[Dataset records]

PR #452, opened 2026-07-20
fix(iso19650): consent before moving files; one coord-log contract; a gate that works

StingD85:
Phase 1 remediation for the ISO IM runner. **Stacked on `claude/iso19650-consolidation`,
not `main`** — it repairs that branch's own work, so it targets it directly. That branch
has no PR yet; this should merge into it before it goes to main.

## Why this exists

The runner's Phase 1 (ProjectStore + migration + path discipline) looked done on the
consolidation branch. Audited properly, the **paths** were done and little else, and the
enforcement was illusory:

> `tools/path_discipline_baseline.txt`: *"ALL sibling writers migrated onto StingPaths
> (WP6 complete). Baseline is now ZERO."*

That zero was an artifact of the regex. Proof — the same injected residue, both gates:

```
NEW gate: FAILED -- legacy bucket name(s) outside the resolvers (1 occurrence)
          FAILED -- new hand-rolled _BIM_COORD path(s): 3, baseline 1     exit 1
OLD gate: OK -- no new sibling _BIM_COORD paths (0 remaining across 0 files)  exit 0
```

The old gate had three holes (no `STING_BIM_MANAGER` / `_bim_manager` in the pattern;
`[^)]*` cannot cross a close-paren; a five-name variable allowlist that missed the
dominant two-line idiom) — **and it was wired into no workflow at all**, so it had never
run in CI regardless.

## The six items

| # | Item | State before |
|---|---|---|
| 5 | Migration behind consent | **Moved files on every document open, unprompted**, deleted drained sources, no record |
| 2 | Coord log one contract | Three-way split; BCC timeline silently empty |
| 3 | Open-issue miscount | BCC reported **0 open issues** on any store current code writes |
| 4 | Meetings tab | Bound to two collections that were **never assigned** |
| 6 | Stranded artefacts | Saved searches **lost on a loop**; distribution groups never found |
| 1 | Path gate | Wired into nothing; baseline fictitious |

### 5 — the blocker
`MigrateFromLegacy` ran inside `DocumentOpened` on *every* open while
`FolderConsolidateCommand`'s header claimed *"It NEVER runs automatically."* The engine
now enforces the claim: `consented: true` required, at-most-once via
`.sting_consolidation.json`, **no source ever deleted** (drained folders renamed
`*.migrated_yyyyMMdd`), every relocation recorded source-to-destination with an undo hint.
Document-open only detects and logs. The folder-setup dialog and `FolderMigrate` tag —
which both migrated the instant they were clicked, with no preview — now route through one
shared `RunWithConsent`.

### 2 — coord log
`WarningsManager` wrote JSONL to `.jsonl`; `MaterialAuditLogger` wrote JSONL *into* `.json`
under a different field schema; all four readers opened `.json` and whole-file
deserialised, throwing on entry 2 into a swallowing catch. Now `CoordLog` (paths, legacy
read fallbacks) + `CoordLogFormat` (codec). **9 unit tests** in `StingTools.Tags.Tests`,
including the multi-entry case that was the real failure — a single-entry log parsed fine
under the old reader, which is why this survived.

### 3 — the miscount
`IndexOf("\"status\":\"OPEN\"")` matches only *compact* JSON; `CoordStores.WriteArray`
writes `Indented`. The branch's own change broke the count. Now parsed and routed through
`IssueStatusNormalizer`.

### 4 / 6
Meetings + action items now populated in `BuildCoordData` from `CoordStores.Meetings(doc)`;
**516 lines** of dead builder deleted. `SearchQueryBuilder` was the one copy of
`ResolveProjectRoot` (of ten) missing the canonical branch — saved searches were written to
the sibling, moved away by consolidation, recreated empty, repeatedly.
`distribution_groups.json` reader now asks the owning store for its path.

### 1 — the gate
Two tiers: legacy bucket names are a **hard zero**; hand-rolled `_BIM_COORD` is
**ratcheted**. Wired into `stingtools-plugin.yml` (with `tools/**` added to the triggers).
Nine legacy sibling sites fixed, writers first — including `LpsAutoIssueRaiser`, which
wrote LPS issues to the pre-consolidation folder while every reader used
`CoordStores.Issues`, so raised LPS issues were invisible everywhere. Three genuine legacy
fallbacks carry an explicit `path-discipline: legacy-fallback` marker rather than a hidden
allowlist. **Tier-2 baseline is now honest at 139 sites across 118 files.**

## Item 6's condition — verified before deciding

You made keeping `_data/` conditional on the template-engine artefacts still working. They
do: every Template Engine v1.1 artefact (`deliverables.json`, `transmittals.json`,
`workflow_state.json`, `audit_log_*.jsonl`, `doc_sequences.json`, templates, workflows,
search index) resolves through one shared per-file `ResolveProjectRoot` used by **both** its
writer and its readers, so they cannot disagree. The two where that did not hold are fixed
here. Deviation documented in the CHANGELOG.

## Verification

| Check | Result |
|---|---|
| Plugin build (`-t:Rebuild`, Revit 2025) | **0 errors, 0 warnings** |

=== Exercise aim ===
Look above for the line with "Document-open only detects" and the line with "### 3 — the miscount"; transcribe both and all lines in between, exactly, and nothing else.

=== Exercise response ===
Document-open only detects and logs. The folder-setup dialog and `FolderMigrate` tag —
which both migrated the instant they were clicked, with no preview — now route through one
shared `RunWithConsent`.

### 2 — coord log
`WarningsManager` wrote JSONL to `.jsonl`; `MaterialAuditLogger` wrote JSONL *into* `.json`
under a different field schema; all four readers opened `.json` and whole-file
deserialised, throwing on entry 2 into a swallowing catch. Now `CoordLog` (paths, legacy
read fallbacks) + `CoordLogFormat` (codec). **9 unit tests** in `StingTools.Tags.Tests`,
including the multi-entry case that was the real failure — a single-entry log parsed fine
under the old reader, which is why this survived.

### 3 — the miscount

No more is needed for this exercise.